2. how to order: At izakaya and bars, it is common for each person to order one dish. You choose the food and drink you want from the menu and place your order. If you are visiting with a group, you may also choose to share your food with others. The ordering method is usually to tell the waiter directly or to use a special ordering system. 3.

3. seating style: Izakaya and bars offer a variety of seating styles, such as tatami rooms and counters. Counter seating allows you to enjoy communicating with the bartender. In a tatami room, you can enjoy your meal and conversation while relaxing. 4.

4. all-you-can-drink plan: Izakaya and bars sometimes offer an all-you-can-drink plan for a fixed price and within a time limit. This is especially popular for group drinking parties. With an all-you-can-drink plan, you can easily enjoy yourself while choosing from a wide variety of drinks on the menu. 5.

Atmosphere and service: The atmosphere of izakaya and bars varies from a relaxed Japanese style to a modern Western style. The interior is often warmly lit, creating a cozy atmosphere. Customer service is also important in Japanese izakaya and bars. The waitstaff is usually courteous and friendly. When ordering or paying the bill, it is common to call out to the waiter or raise your hand to get his/her attention.

6. drink types: Izakaya and bars offer a wide variety of alcoholic beverages. Sake, shochu, beer, wine, cocktails, and many other types of alcoholic beverages are available. Soft drinks and non-alcoholic cocktails are also available for those who are not fond of alcohol and drivers.

7. Smoking and non-smoking: Smoking is permitted in some eateries and bars, with the exception of a few establishments. However, smoking has become increasingly banned in recent years, and many establishments have non-smoking areas. Smokers should check the areas where smoking is allowed or ask the staff.

8. closing hours: Izakaya and bars are generally open until midnight, but closing hours vary by region and establishment. Some establishments, especially in large cities, are open 24 hours a day. If you plan to visit early or stay late to enjoy yourself, it is advisable to check the opening hours in advance.

9. tipping customs: Tipping is not customary in Japanese izakaya (Japanese style pubs) and bars. The price includes a service charge and no additional tip is required.
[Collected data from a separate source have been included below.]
Issue #1592, opened 2023-01-16
Fix naming convention for Data validation


phanikumv:
**Describe the bug**
Naming conventions need to be updated for the data validations module
along with the open question around sql_check vs check_sql

**Version**
* Astro: [e.g. 0.6.0]
* OS: [eg. Debian]

**To Reproduce**
1. Write the DAG  '...'
2. Create connection '....'
3. Run using  '....'

**Expected behavior**

**Screenshots**

**Additional context**

PR #1489, opened 2022-12-23
Change module name

utkarsharma2:
# Description
## What is the current behavior?
Module names were in camelCase
closes #1592 

## What is the new behavior?
Changed them to snake_case

## Does this introduce a breaking change?
Nope

PR #1608, opened 2023-01-17
Datavalidation module rename

utkarsharma2:
# Description
Changed module and operator names

closes: #1592 

### Checklist


python-sdk/src/astro/sql/__init__.py
```diff
@@ -4,13 +4,13 @@
 
 from astro.sql.operators.append import AppendOperator, append
 from astro.sql.operators.cleanup import CleanupOperator, cleanup
-from astro.sql.operators.data_validations.ColumnCheckOperator import (  # skipcq: PY-W2000
+from astro.sql.operators.data_validations.check_column import (  # skipcq: PY-W2000
```
pankajastro, line 7: you can remove `# skipcq` see  https://github.com/astronomer/astro-sdk/pull/1489#discussion_r1071811974

python-sdk/src/astro/sql/__init__.py
```diff
@@ -4,13 +4,13 @@
...
     ColumnCheckOperator,
     column_check,
 )
-from astro.sql.operators.data_validations.SQLCheckOperator import (  # skipcq: PY-W2000
+from astro.sql.operators.data_validations.check_table import (  # skipcq: PY-W2000
```
pankajastro, line 11: same here

python-sdk/src/astro/sql/__init__.py
```diff
@@ -4,13 +4,13 @@
...
     SQLCheckOperator,
-    sql_check,
+    check_table,
```
feluelle, line 13: Why are we calling this `check_table` and in `check_column` we call it `column_check`? Let's be consistent here.

python-sdk/src/astro/sql/__init__.py
utkarsharma2: Done

python-sdk/src/astro/sql/__init__.py
utkarsharma2: Done.

feluelle:
@utkarsharma2 could also update the naming of the test file, please?

feluelle (approved):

The amount paid at the time of the bill is the entire charge.

The experience of eating and drinking at a Japanese izakaya or bar is a great way to enjoy good food and drinks in a friendly atmosphere. Interacting with the locals and experiencing Japanese food and beverage culture will create deeper travel memories. However, be sure to have a good time while respecting the manners and culture of the people around you. Below are a few things to keep in mind when drinking at an izakaya or bar.

10. be mindful of noise: Izakaya and bars are places to enjoy drinking and eating, but be careful not to disturb the customers around you. Avoid loud talking and noise, and try to behave in a quiet manner that is appropriate to the atmosphere around you. 11.

11. respect the seating distance: Seating in a tavern or bar can be very close to other customers. Respect privacy by not entering conversations at other seats. Also, be careful not to disturb other patrons by smoking or smelling perfume. 12.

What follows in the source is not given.